● **ASSIGNED TASK**: What lines of the material hold the string "seconds"? Pull each of them out.

═════ WORKING DATA ═════

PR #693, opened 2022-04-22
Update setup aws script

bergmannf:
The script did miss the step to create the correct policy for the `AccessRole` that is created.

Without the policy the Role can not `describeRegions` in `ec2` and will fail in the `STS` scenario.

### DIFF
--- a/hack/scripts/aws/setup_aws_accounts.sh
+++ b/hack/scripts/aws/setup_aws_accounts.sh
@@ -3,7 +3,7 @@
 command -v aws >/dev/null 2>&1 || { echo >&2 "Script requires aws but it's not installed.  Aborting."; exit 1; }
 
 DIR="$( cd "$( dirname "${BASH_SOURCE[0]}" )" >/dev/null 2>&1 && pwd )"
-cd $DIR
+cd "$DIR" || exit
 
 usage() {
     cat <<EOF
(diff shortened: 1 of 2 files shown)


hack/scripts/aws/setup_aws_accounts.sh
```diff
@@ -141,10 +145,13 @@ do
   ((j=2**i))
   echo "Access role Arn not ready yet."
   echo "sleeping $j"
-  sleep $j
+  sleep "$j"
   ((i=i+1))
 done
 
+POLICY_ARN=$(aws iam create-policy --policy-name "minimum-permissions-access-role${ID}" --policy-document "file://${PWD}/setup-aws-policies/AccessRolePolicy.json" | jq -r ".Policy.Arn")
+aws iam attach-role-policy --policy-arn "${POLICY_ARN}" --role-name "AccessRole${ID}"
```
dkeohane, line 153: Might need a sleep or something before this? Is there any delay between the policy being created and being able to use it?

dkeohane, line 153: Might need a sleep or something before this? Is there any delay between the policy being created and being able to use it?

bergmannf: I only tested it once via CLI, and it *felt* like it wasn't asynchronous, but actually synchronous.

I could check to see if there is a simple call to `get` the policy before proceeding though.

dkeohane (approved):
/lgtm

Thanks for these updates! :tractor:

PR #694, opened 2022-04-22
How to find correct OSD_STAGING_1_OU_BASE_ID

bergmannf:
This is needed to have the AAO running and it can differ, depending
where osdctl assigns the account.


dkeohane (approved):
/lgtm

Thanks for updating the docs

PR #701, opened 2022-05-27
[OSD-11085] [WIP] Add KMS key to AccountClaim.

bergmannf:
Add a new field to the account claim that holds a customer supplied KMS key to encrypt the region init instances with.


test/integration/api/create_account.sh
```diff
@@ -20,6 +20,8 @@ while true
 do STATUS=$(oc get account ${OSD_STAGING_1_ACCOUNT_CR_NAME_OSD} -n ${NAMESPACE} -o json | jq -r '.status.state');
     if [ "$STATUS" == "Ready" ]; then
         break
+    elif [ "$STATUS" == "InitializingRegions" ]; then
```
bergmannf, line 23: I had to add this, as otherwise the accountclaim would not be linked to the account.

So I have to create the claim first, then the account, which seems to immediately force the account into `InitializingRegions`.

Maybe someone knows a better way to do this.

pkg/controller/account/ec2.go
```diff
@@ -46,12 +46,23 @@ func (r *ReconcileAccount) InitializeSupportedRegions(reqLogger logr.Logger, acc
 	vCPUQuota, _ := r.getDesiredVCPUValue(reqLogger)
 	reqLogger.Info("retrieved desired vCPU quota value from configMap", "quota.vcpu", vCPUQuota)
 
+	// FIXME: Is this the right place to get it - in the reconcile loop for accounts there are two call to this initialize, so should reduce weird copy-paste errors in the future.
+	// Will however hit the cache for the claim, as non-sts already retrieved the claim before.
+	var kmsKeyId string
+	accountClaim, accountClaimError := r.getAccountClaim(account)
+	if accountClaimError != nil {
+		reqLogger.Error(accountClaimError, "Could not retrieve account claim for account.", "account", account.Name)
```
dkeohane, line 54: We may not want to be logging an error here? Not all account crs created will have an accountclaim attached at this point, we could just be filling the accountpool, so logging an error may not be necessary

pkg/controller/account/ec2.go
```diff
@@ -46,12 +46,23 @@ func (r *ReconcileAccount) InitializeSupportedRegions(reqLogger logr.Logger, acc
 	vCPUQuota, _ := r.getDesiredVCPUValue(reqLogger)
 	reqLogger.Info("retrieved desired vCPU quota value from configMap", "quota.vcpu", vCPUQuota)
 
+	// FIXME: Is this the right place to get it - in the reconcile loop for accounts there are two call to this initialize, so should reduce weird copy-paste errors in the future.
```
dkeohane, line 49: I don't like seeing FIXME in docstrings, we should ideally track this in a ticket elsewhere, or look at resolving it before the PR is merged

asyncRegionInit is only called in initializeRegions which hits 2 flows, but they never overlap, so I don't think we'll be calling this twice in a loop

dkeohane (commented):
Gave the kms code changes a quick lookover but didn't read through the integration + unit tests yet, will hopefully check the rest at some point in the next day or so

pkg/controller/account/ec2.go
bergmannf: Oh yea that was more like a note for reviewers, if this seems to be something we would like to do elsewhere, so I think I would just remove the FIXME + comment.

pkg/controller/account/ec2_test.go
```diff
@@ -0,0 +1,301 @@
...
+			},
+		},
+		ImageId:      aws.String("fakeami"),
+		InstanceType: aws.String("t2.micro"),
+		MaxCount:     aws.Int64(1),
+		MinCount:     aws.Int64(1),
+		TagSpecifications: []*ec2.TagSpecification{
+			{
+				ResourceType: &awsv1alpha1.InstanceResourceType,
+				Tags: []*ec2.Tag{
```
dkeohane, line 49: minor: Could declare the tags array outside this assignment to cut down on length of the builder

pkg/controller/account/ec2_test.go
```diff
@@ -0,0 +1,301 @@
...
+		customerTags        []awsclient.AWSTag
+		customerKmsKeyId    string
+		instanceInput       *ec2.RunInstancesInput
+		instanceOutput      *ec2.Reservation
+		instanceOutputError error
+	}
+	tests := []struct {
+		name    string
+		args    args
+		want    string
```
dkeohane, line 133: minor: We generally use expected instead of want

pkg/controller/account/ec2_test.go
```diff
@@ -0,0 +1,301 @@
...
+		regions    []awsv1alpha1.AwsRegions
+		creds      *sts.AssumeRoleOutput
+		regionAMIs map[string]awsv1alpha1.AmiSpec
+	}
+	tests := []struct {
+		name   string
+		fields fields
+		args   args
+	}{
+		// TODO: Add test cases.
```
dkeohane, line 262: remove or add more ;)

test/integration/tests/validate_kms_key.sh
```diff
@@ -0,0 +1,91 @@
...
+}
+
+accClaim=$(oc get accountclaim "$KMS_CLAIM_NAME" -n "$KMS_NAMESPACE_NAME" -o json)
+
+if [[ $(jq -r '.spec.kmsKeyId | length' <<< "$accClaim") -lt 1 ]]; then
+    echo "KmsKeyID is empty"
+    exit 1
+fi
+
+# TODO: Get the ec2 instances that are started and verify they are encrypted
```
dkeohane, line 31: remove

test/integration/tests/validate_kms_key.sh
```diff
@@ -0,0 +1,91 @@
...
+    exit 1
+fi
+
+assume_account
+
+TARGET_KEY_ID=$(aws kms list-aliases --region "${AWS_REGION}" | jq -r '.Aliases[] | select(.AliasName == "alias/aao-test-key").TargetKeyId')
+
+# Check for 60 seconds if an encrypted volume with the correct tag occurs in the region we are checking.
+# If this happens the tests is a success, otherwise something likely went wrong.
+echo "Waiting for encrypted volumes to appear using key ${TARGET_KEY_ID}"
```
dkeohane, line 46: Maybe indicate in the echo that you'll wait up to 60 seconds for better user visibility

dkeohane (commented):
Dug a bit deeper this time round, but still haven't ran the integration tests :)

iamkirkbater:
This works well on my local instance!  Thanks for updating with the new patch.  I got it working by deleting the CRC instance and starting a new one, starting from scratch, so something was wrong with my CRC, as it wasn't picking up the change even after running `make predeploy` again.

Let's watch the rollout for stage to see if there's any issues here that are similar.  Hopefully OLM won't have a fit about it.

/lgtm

═════

● **SOLUTION FOR THIS EXERCISE**:
+# Check for 60 seconds if an encrypted volume with the correct tag occurs in the region we are checking.
dkeohane, line 46: Maybe indicate in the echo that you'll wait up to 60 seconds for better user visibility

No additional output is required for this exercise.